Montery Rebel’s teammate, Saddle The Wind, brings a different demeanor to the pair, says Sanchez.

“Saddles is a hard working horse, too. When we first got him, he was smaller and leaner from being on the track. When he was off the track, he got fat and too lazy and refused to pull. He wanted to lag behind the other horse. I had to work with him to say, ‘No, no, no, don’t be lazy, you have to pull the buggy, you’ve got to put up with other horses.’”

Sanchez took Saddle The Wind back to the track to improve his outlook, this time with a saddle and a Thoroughbred in tow. When Sanchez worked as a lead pony rider, Saddle The Wind was his pony.

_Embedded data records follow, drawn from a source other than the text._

PR #2838, opened 2025-01-07
Bot Detection with Turnstile

jrochkind:
Making everything configurable and architecting in a way that should be not too rough to extract into a gem if desired.  All of the actual logic is really just in the BotDetectController, including methods that are called in other places to "install" it in routes, and init rate limit tracking with rack-attack. 

See more in wiki at https://sciencehistory.atlassian.net/wiki/spaces/HDC/pages/2645098498/Cloudflare+Turnstile+bot+detection

### DIFF
--- a/Gemfile
+++ b/Gemfile
@@ -94,6 +94,8 @@ gem "resque-pool"
 gem "resque-heroku-signals" # gah, weirdly needed for graceful shutdown on heroku. https://github.com/resque/resque#heroku
 
 
+gem "http", "~> 5.2" # for http client access
+
 # using memcached for Rails.cache in production, requires dalli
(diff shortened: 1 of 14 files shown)


jrochkind:
A challenge success means the checkmark goes green and you get automatically redirected to your destination -- with the challenge page removed from your browser history (hooray). It usually takes maybe 5 seconds?

A challenge failure can look like one of these two things, depending on at what point it failed. Most users shouldn't see challenge failures, unless they are identified as bots somehow, or something has gone wrong (perhaps a bug). 

Screenshot 2025-01-13 at 3 01 28 PM
Screenshot 2025-01-13 at 3 09 57 PM

eddierubeiz (approved):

“That’s how I got him fit for pulling the buggy,” he said.

“He reminded me so much of an Arabian horse. I’m so used to the Thoroughbreds and Quarter Horses warming up in the first half-mile. Saddles, he warms up by the third horse he ponies. He was a very comfortable horse, most of the time he preferred to pace or sometimes he’d gallop in front and pace in back (legs).”

Sanchez is loyal to his equine partners, now in their second decade of work together. Monterey Rebel wins accolades for his work with the youngest of racing fans.

“He is a really sweet horse you can trust with all your heart with kids. He takes care of them, he loves kids.”

Of the occasionally reluctant Saddle The Wind, Sanchez sees only the best.

“He’s not lazy, he’s smart, he wants the other horse to pull the buggy!”